The city of Washington** went from about 70% white in 1950 to about 70% black by 1970, and in 1960 it was about 55% black, though the term "Chocolate City" term didn't take root until the mid-60's. The main cause of the shift was white flight brought about to a great extent by blockbusting. It was not DC's finest hour, and AFAIC you could have taken every banker and real estate agent in the city and put them in the Lubyanka. It would have been too good for them. (/rant)
And to many people it did seem weird that the Redskins would forsake that large a percentage of its potential fan base, especially since in fact there actually were a fair number of black Redskins fans, in spite of it all.

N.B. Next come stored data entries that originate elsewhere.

PR #437, opened 2015-11-03
Fix problems in ParametersBase _update method

martinholmer:
Read the detailed commit messages for details.

@MattHJensen and T.J. @talumbau,  Please review and provide comments.


MattHJensen:
Everything in `test_behavior.py` looks great. @talumbau, could you look through the changes to ParametersBase? (The detailed commit messages were very helpful).

taxcalc/parameters_base.py
```diff
@@ -294,26 +293,75 @@ def _update(self, year_mods):
...
             nval = self.expand_array(values,
-                                     inflate=cpi_inflated,
+                                     inflate=indexed,
                                      inflation_rates=inf_rates,
                                      num_years=num_years_to_expand)
-            cval[(self.current_year - self.start_year):] = nval
-        self.set_year(self._current_year)
+            cval[(year - self.start_year):] = nval
+        # handle unused parameter names, which all end in _cpi
+        for name, values in year_mods[year].items():
```
talumbau: the logic of this function is now:

```
for all the names in the reform:
    if it ends in '_cpi'
        skip it
    else:
        do the work and keep track of the name

for all the names the names in the form:
    if I haven't seen the name before:
        # these are the names that end in '_cpi'
        do the necessary work
```

So we go through all the names twice. I don't understand why the logic is not:
```
for all the names in the reform:
    if it ends in '_cpi'
        keep track of it and move on
    else:
        do the work and keep track of the name

for all the names I kept track of (which by definition end in '_cpi'):
        do the necessary work
```

That way we don't go through the names twice and avoid extra checking.

taxcalc/parameters_base.py
```diff
@@ -294,26 +293,75 @@ def _update(self, year_mods):
...
+            if name not in used_names:
+                if not name.endswith('_cpi'):
+                    msg = 'unused parameter name {} does not end in _cpi'
+                    raise ValueError(msg.format(name))
+                pname = name[:-4]  # root parameter name
+                if pname not in self._vals:
+                    msg = 'root parameter name {} not in values dictionary'
+                    raise ValueError(msg.format(pname))
+                pindexed = values  # set indexing status
```
talumbau: Instead of calling `values` by a different name here (`pindexed`), it seems better to do:

```
# handle unused parameter names, which all end in _cpi
for name, pindexed in year_mods[year].items():
```

then we don't have to change the name midway through the for loop.

taxcalc/parameters_base.py
```diff
@@ -294,26 +293,75 @@ def _update(self, year_mods):
...
+                self._vals[pname]['cpi_inflated'] = pindexed  # remember status
+                pvals = getattr(self, pname)
+                pvalues = [pvals[year - self.start_year]]
+                cval = getattr(self, pname, None)
+                if cval is None:
+                    msg = 'parameter {} in year_mods for year [] is unknown'
+                    raise ValueError(msg.format(pname, year))
```
talumbau: we could never hit this exception because in the case that `cval` is set to None (that is, that the value of `pname` does not name an attribute on `self`), we would already have raised an exception in line 344 which is:

```
pvals = getattr(self, pname)
```

so maybe it is best to do this check on `pvals`.

taxcalc/parameters_base.py
```diff
@@ -294,26 +293,75 @@ def _update(self, year_mods):
...
+                    msg = 'unused parameter name {} does not end in _cpi'
+                    raise ValueError(msg.format(name))
+                pname = name[:-4]  # root parameter name
+                if pname not in self._vals:
+                    msg = 'root parameter name {} not in values dictionary'
+                    raise ValueError(msg.format(pname))
+                pindexed = values  # set indexing status
+                self._vals[pname]['cpi_inflated'] = pindexed  # remember status
+                pvals = getattr(self, pname)
+                pvalues = [pvals[year - self.start_year]]
```
talumbau: I don't understand why this line is:

```
 pvalues = [pvals[year - self.start_year]]
```
instead of:
```
pvalues = pvals[year - self.start_year]
```
It seems to me that the current logic would increase the "dimensionality" (for lack of a better term) of the underlying value. In other words, if `pvals` is a list, `pvalues` would then be a list with its one element being a list. If `pvals` is already a list of lists, then `pvalues` becomes a list with its one element being a list of lists. I don't think that's what we want to pass to `expand_array`. So, could you explain the logic to me?

taxcalc/parameters_base.py
```diff
@@ -294,26 +293,75 @@ def _update(self, year_mods):
...
+                cval = getattr(self, pname, None)
+                if cval is None:
+                    msg = 'parameter {} in year_mods for year [] is unknown'
+                    raise ValueError(msg.format(pname, year))
+                nval = self.expand_array(pvalues,
```
talumbau: if `pvalues` should actually be defined as I suggest above, then we could actually remove that variable and just change this line to:

```
nval = self.expand_array(pvals[year - self.start_year],
```

taxcalc/parameters_base.py
martinholmer: @talumbau, Good suggestion.  I made your suggested change to this:
```for name, pindexed in year_mods[year].items():```

File: taxcalc/parameters_base.py (hunk 4 above)
Comment (martinholmer) [inline taxcalc/parameters_base.py]: @talumbau,  If you remove the outer brackets as you suggested and use
```
pvalues = pvals[year - self.start_year]
```
you get the following error:
```
...
# handle unused parameter names, which all end in _cpi
        for name, pindexed in year_mods[year].items():
            if name not in used_names:
                if not name.endswith('_cpi'):
                    msg = 'unused parameter name {} does not end in _cpi'
                    raise ValueError(msg.format(name))
                pname = name[:-4]  # root parameter name
                if pname not in self._vals:
                    msg = 'root parameter name {} not in values dictionary'
                    raise ValueError(msg.format(pname))
                self._vals[pname]['cpi_inflated'] = pindexed  # remember status
                pvals = getattr(self, pname)
                pvalues = pvals[year - self.start_year]
                cval = getattr(self, pname, None)
                if cval is None:
                    msg = 'parameter {} in year_mods for year [] is unknown'
                    raise ValueError(msg.format(pname, year))
                nval = self.expand_array(pvalues,
                                         inflate=pindexed,
                                         inflation_rates=inf_rates,
                                         num_years=num_years_to_expand)
>               cval[(year - self.start_year):] = nval
E               ValueError: could not broadcast input array from shape (8) into shape (8,6)

parameters_base.py:353: ValueError
```
Does the code make more sense now?

taxcalc/parameters_base.py
martinholmer: @talumbau, Good point!  I've simplified the code as you suggested.

taxcalc/parameters_base.py
talumbau: Yes, I see what you are doing. Previously, we just expanded the user given value. Now, in the first loop you take any user-provided value and expand. Down here, we reach into the object itself, select out a single value, `pvals[year - self.start_year]` , and then expand that. Since `pvals[year - self.start_year]` is the value for a single year, it must be put into a list for the call to `expand_array`. Got it thanks

taxcalc/parameters_base.py
martinholmer: @talumbau, You are right to say that we should avoid the second loop when possible and, if it is not possible to avoid it altogether, should loop through only the unused names.  I made some code changes that do this.  Let me know what you think.

martinholmer:
@talumbau,  I've just now pushed all the changes I've made in response to your comments.  Have I missed any of your comments?  Let me know what you think about the revised pull request #437.

talumbau:
Looks good to me. +1

martinholmer:
@talumbau said:
> Looks good to me. +1
OK, should @MattHJensen or @talumbau merge this into the master branch?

But you have to remember that beyond his personal racism, George Preston Marshall's TV network extended southward all the way to Louisiana---and if Dallas wound up being "America's team," then for several decades the Redskins were "Dixie's team." This was before the national TV agreement split the money, and Marshall profited immensely from this arrangement, and it didn't hurt his marketing strategy that the Redskins remained the only all-white team in the NFL, at a time when the white South was up in arms against anything and everything that smacked of "race mixing."
**which in 1950 represented the majority of the DC area's population---well over 800,000 at that point. Tyson's Corner was then a rural crossroads, and there were huge stretches of undeveloped land between downtown Bethesda and the (very small) town center of Rockville. And there indeed was a very big African American middle class, centered around Howard University, but like all other aspects of middle class black life those days other than the occasional musician, it was entirely invisible to whites--- and all of the Washington Post's classified ads were segregated by race.
I'm pretty damn sure that Dixie comes from Dixon of the Mason-Dixon Line fame. As in, "Dixie" is the land south of the Mason-Dixon Line.